MK Bhadrakumar – 23 de setembro de 2023
O primeiro-ministro armênio Nikol Pashinyan (acima) está se voltando para o Ocidente
A Armênia já não contesta que Nagorno-Karabakh faz parte do Azerbaijão. A perspectiva de resolução pacífica de um conflito regional deveria ser uma boa notícia, mas esta é uma situação incrivelmente complexa num ambiente externo onde uma guerra brutal está em curso sem fim à vista e os protagonistas perseguem interesses contrários.
Uma solução para o conflito de Nagorno-Karabakh que conduza à paz e à reconciliação poderá abrir o caminho para a entrada da Armênia (e do Azerbaijão) na UE e na NATO num futuro previsível. Os lobbies armênios nas capitais europeias e em Washington exercem muita influência política. O Azerbaijão, rico em petróleo, olha para o mercado europeu.

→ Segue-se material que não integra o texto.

PR #1467, opened 2026-08-12
Harden object store chart assertions

### LINKED ISSUE #1451: worker-object-store-assertions.sh reports health on four configurations that break an install
`charts/curie/ci/worker-object-store-assertions.sh` closes the exact gap it was written for, and the
mutations it advertises do go red (reverting `worker.yaml` names all four vars; a differing endpoint
is caught; an equal-but-`localhost` endpoint is caught). Four things it treats as healthy would still
break an install.

All of the below were executed at `4b3346d9` against the real render, then reverted.

**1. The key list is closed, so a fifth variable added to `api.yaml` alone is invisible.**
```bash
# worker-object-store-assertions.sh:31
KEYS=(S3_ENDPOINT_URL S3_ACCESS_KEY S3_SECRET_KEY BUNDLE_BUCKET)
```
Adding `S3_REGION` to `api.yaml` only leaves **all 17** chart assertion scripts at exit 0. The script
never enumerates the api Deployment's actual env; it checks membership and equality of the four names
it was handed. This is the same divergence shape the script exists to catch, one variable over.

There is already a fifth setting in this family: `s3_region` defaults to `"us-east-1"` independently
in `apps/worker/src/curie_worker/config.py:414` and `apps/api/src/curie_api/config.py:60`. Neither
Deployment sets it, so today they agree only because two separate code defaults happen to match.

**2. A `secretKeyRef` naming a Secret or key that does not exist passes green.**
Pointing both templates at `name: does-not-exist, key: nopeNotAKey` gives exit 0, and the script
prints the bogus reference as evidence of health:
```
  S3_SECRET_KEY      = <secretKeyRef does-not-exist/nopeNotAKey>
```
`:95-99` only checks that *a* `secretKeyRef` is present, and the equality loop compares api against
worker, so a reference identically wrong on both sides is indistinguishable from a correct one. The
pods would sit in `CreateContainerConfigError` and never start. The sibling
`dispatcher-api-wiring-assertions.sh:137-142` already validates the ref's name and key.
(The narrower one-sided case, renaming the key in `secrets.yaml` while leaving consumers alone, IS
caught incidentally by `render-assertions.sh`.)

**3. It omits the sandbox bundle-fetch init container**, which reads the same object store under
different names (`S3_ENDPOINT`, not `S3_ENDPOINT_URL`, plus `AWS_DEFAULT_REGION` and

Dito isto, a Rússia resistirá à expansão da UE e da NATO na Transcaucásia, uma região geográfica altamente estratégica na fronteira da Europa Oriental e da Ásia Ocidental, abrangendo as montanhas do sul do Cáucaso e ligando o Mar Negro e o Cáspio. A Armênia mantém uma aliança militar com a Rússia, mas o primeiro-ministro Nikol Pashinyan tem apelado cada vez mais ao Ocidente, incluindo a UE.

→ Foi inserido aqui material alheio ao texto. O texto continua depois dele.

PR #73, opened 2018-05-04
Add reason parameter to Nack

sethisernhagen:
- add reason parameter to Nack

Why?

Eliminates need to log an extra event noting the nack reason.

### DIFF
--- a/microcosm_pubsub/errors.py
+++ b/microcosm_pubsub/errors.py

No início deste ano, a UE criou uma missão civil na Armênia resposta a um pedido de Yerevan, incluindo operações em vários pontos ao longo da fronteira com o Azerbaijão. Entretanto, a UE também assinou um acordo de fornecimento de gás com Baku no ano passado. A Presidente da Comissão Europeia, Ursula von der Leyen, elogiou o Azerbaijão como um “parceiro crucial” na mitigação da crise energética da Europa.
O interesse estratégico da UE é que a Armênia e o Azerbaijão minimizem a influência russa na Transcaucásia. Com tantos intervenientes geopolíticos poderosos envolvidos na região do Cáucaso, a situação é delicada. A cidade espanhola de Granada é o local a observar onde, dentro de duas semanas, são esperados cerca de 50 países europeus para conversações no formato da Comunidade Política Europeia – incluindo a Armênia e o Azerbaijão.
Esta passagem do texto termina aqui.